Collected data
Start of Block
PR #32, opened 2025-04-17
Streamable http support

geelen:
**Update:** this is testable! Use `mcp-remote@next` in your config and it should pull `v0.1.0-0`. I'll continue publishing prereleases on the `next` tag to get some real world feedback until it's ready.

This depends on the changes in https://github.com/modelcontextprotocol/typescript-sdk/pull/351 which aren't released yet, so marking this as draft for now. It's also extremely under-tested, since there's now _a lot_ of combinations of servers/transports/auth schemes

The new API all comes under the `--transport` CLI flag, which has 4 values: `http-first` (the default), `sse-first`, `http-only` and `sse-only`. For `-first` flags, we try one type of transport then fall back to the other. That's done by looking for a `405` for sse-first and a `404` for http-first, then trying the other. It's not exactly airtight but it appears to work for the first few things i've tested.

image

image

The tricky thing is combining this with auth, of course, where a transport can fail either because it's unauthed _or_ it's using the wrong transport. Claude has done its best with some guidance from me, and I'd almost believe it was done if I had a good test setup to verify. Will work on that next.

### DIFF
--- a/src/proxy.ts
+++ b/src/proxy.ts
@@ -11,22 +11,36 @@
 
 import { EventEmitter } from 'events'
 import { StdioServerTransport } from '@modelcontextprotocol/sdk/server/stdio.js'
-import { connectToRemoteServer, log, mcpProxy, parseCommandLineArgs, setupSignalHandlers, getServerUrlHash } from './lib/utils'
+import {
+  connectToRemoteServer,
+  log,
+  mcpProxy,
+  parseCommandLineArgs,
+  setupSignalHandlers,
+  getServerUrlHash,
+  MCP_REMOTE_VERSION,
+  TransportStrategy,
+} from './lib/utils'
 import { NodeOAuthClientProvider } from './lib/node-oauth-client-provider'
-import { coordinateAuth } from './lib/coordination'
+import { createLazyAuthCoordinator } from './lib/coordination'
 
 /**
  * Main function to run the proxy
  */
-async function runProxy(serverUrl: string, callbackPort: number, headers: Record<string, string>) {
+async function runProxy(
+  serverUrl: string,
+  callbackPort: number,
+  headers: Record<string, string>,
+  transportStrategy: TransportStrategy = 'http-first',
+) {
   // Set up event emitter for auth flow
   const events = new EventEmitter()
 
   // Get the server URL hash for lockfile operations
   const serverUrlHash = getServerUrlHash(serverUrl)
 
-  // Coordinate authentication with other instances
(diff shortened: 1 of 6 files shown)


src/proxy.ts
```diff
@@ -35,20 +44,45 @@ async function runProxy(serverUrl: string, callbackPort: number, headers: Record
...
+      {
+        name: 'mcp-remote',
+        version: MCP_REMOTE_VERSION,
+      },
+      {
+        capabilities: {},
+      },
+    )
+    // Connect to remote server with lazy authentication
+    const remoteTransport = await connectToRemoteServer(client, serverUrl, authProvider, headers, authInitializer)
```
kissrobber, line 85: Hey, shouldn't we pass `transportStrategy` here like we do in `client.ts`?

```typescript
// client.ts
const transport = await connectToRemoteServer(client, serverUrl, authProvider, headers, authInitializer, transportStrategy)

// proxy.ts
const remoteTransport = await connectToRemoteServer(client, serverUrl, authProvider, headers, authInitializer) // <- missing transportStrategy?
```

kissrobber: Hi @geelen, any thoughts on this?

geelen: Yes, actually. Fixed.

liriID:
note the SSE fallback doesn't work well with this example where the endpoint does support GET http method:

https://github.com/modelcontextprotocol/typescript-sdk?tab=readme-ov-file#streamable-http

because we expect to get 405 in case of trying SSE on a server working with streamable http

zxkane:
Tested on proxying this [streamable HTTP-only server](https://github.com/zxkane/quip-mcp-server-typescript), works really well!

geelen:
> note the SSE fallback doesn't work well with this example where the endpoint does support GET http method:
> 
> https://github.com/modelcontextprotocol/typescript-sdk?tab=readme-ov-file#streamable-http
> 
> because we expect to get 405 in case of trying SSE on a server working with streamable http

Ugh of course, that's annoying. You'll have to use `--transport http-first` then.

I actually wanted to default to the new transport anyway but the `.start` method [doesn't do anything](https://github.com/modelcontextprotocol/typescript-sdk/blob/main/src/client/streamableHttp.ts#L341-L349), so there's nothing to trigger the fallback logic. But if the SSE GET doesn't reliably trigger a 405 then... 🤔 

Maybe instead of expecting the transport to explode with a known error, I just fire a separate POST to figure out what kind of server it is? That might... be way better, damn.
End of Block
:: WHAT YOU WILL DO ::
Retype the records above so that nothing differs from the original.

:: EXERCISE SOLUTION ::
PR #32, opened 2025-04-17
Streamable http support

geelen:
**Update:** this is testable! Use `mcp-remote@next` in your config and it should pull `v0.1.0-0`. I'll continue publishing prereleases on the `next` tag to get some real world feedback until it's ready.

This depends on the changes in https://github.com/modelcontextprotocol/typescript-sdk/pull/351 which aren't released yet, so marking this as draft for now. It's also extremely under-tested, since there's now _a lot_ of combinations of servers/transports/auth schemes

The new API all comes under the `--transport` CLI flag, which has 4 values: `http-first` (the default), `sse-first`, `http-only` and `sse-only`. For `-first` flags, we try one type of transport then fall back to the other. That's done by looking for a `405` for sse-first and a `404` for http-first, then trying the other. It's not exactly airtight but it appears to work for the first few things i've tested.

image

image

The tricky thing is combining this with auth, of course, where a transport can fail either because it's unauthed _or_ it's using the wrong transport. Claude has done its best with some guidance from me, and I'd almost believe it was done if I had a good test setup to verify. Will work on that next.

### DIFF
--- a/src/proxy.ts
+++ b/src/proxy.ts
@@ -11,22 +11,36 @@
 
 import { EventEmitter } from 'events'
 import { StdioServerTransport } from '@modelcontextprotocol/sdk/server/stdio.js'
-import { connectToRemoteServer, log, mcpProxy, parseCommandLineArgs, setupSignalHandlers, getServerUrlHash } from './lib/utils'
+import {
+  connectToRemoteServer,
+  log,
+  mcpProxy,
+  parseCommandLineArgs,
+  setupSignalHandlers,
+  getServerUrlHash,
+  MCP_REMOTE_VERSION,
+  TransportStrategy,
+} from './lib/utils'
 import { NodeOAuthClientProvider } from './lib/node-oauth-client-provider'
-import { coordinateAuth } from './lib/coordination'
+import { createLazyAuthCoordinator } from './lib/coordination'
 
 /**
  * Main function to run the proxy
  */
-async function runProxy(serverUrl: string, callbackPort: number, headers: Record<string, string>) {
+async function runProxy(
+  serverUrl: string,
+  callbackPort: number,
+  headers: Record<string, string>,
+  transportStrategy: TransportStrategy = 'http-first',
+) {
   // Set up event emitter for auth flow
   const events = new EventEmitter()
 
   // Get the server URL hash for lockfile operations
   const serverUrlHash = getServerUrlHash(serverUrl)
 
-  // Coordinate authentication with other instances
(diff shortened: 1 of 6 files shown)


src/proxy.ts
```diff
@@ -35,20 +44,45 @@ async function runProxy(serverUrl: string, callbackPort: number, headers: Record
...
+      {
+        name: 'mcp-remote',
+        version: MCP_REMOTE_VERSION,
+      },
+      {
+        capabilities: {},
+      },
+    )
+    // Connect to remote server with lazy authentication
+    const remoteTransport = await connectToRemoteServer(client, serverUrl, authProvider, headers, authInitializer)
```
kissrobber, line 85: Hey, shouldn't we pass `transportStrategy` here like we do in `client.ts`?

```typescript
// client.ts
const transport = await connectToRemoteServer(client, serverUrl, authProvider, headers, authInitializer, transportStrategy)

// proxy.ts
const remoteTransport = await connectToRemoteServer(client, serverUrl, authProvider, headers, authInitializer) // <- missing transportStrategy?
```

kissrobber: Hi @geelen, any thoughts on this?

geelen: Yes, actually. Fixed.

liriID:
note the SSE fallback doesn't work well with this example where the endpoint does support GET http method:

https://github.com/modelcontextprotocol/typescript-sdk?tab=readme-ov-file#streamable-http

because we expect to get 405 in case of trying SSE on a server working with streamable http

zxkane:
Tested on proxying this [streamable HTTP-only server](https://github.com/zxkane/quip-mcp-server-typescript), works really well!

geelen:
> note the SSE fallback doesn't work well with this example where the endpoint does support GET http method:
> 
> https://github.com/modelcontextprotocol/typescript-sdk?tab=readme-ov-file#streamable-http
> 
> because we expect to get 405 in case of trying SSE on a server working with streamable http

Ugh of course, that's annoying. You'll have to use `--transport http-first` then.

I actually wanted to default to the new transport anyway but the `.start` method [doesn't do anything](https://github.com/modelcontextprotocol/typescript-sdk/blob/main/src/client/streamableHttp.ts#L341-L349), so there's nothing to trigger the fallback logic. But if the SSE GET doesn't reliably trigger a 405 then... 🤔 

Maybe instead of expecting the transport to explode with a known error, I just fire a separate POST to figure out what kind of server it is? That might... be way better, damn.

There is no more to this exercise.